PR #1393, opened 2017-01-31
Use latest stable version of clang and llvm-devel

naamunds:
As per the discussion on #1383, we should be using the stable versions of clang and llvm-devel, i.e. from the "fedora" package repository instead of the "updates" package repository.  I hadn't yet pushed the update to that PR when it was merged.

The stable version for clang and llvm-devel is 3.8.0-1.  With this change, compared to before #1383, the only change is from clang 3.8.0-2 to 3.8.0-1.

/cc @gkhanna79 @janvorli

### DIFF
--- a/scripts/docker/fedora.24/Dockerfile
+++ b/scripts/docker/fedora.24/Dockerfile
@@ -1,6 +1,6 @@
 FROM fedora:24
 
-RUN dnf install -y bash git cmake wget which python clang-3.8.1-1.fc24.x86_64 llvm-devel-3.8.1-2.fc24.x86_64 make libicu-devel lldb-devel.x86_64 \
+RUN dnf install -y bash git cmake wget which python clang-3.8.0-1.fc24.x86_64 llvm-devel-3.8.0-1.fc24.x86_64 make libicu-devel lldb-devel.x86_64 \
                    libunwind-devel.x86_64 lttng-ust-devel.x86_64 uuid-devel libuuid-devel tar glibc-locale-source zlib-devel libcurl-devel \
                    krb5-devel openssl-devel autoconf libtool hostname
 


scripts/docker/fedora.24/Dockerfile
```diff
@@ -1,6 +1,6 @@
 FROM fedora:24
 
-RUN dnf install -y bash git cmake wget which python clang-3.8.1-1.fc24.x86_64 llvm-devel-3.8.1-2.fc24.x86_64 make libicu-devel lldb-devel.x86_64 \
+RUN dnf install -y bash git cmake wget which python clang-3.8.0-1.fc24.x86_64 llvm-devel-3.8.0-1.fc24.x86_64 make libicu-devel lldb-devel.x86_64 \
```
gkhanna79: This regresses the clang version used to ship Core-Setup repo binaries for 1.1.0. See https://github.com/naamunds/core-setup/blob/release/1.1.0/scripts/docker/fedora.24/Dockerfile#L3.

gkhanna79: Do we understand what is the difference between the two?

#### ASSIGNMENT:
Everything from the first line of the material through the line containing "--- a/scripts/docker/fedora.24/Dockerfile" is to be printed exactly; lines after that are to be left out.

#### SOLVED EXERCISE:
PR #1393, opened 2017-01-31
Use latest stable version of clang and llvm-devel

naamunds:
As per the discussion on #1383, we should be using the stable versions of clang and llvm-devel, i.e. from the "fedora" package repository instead of the "updates" package repository.  I hadn't yet pushed the update to that PR when it was merged.

The stable version for clang and llvm-devel is 3.8.0-1.  With this change, compared to before #1383, the only change is from clang 3.8.0-2 to 3.8.0-1.

/cc @gkhanna79 @janvorli

### DIFF
--- a/scripts/docker/fedora.24/Dockerfile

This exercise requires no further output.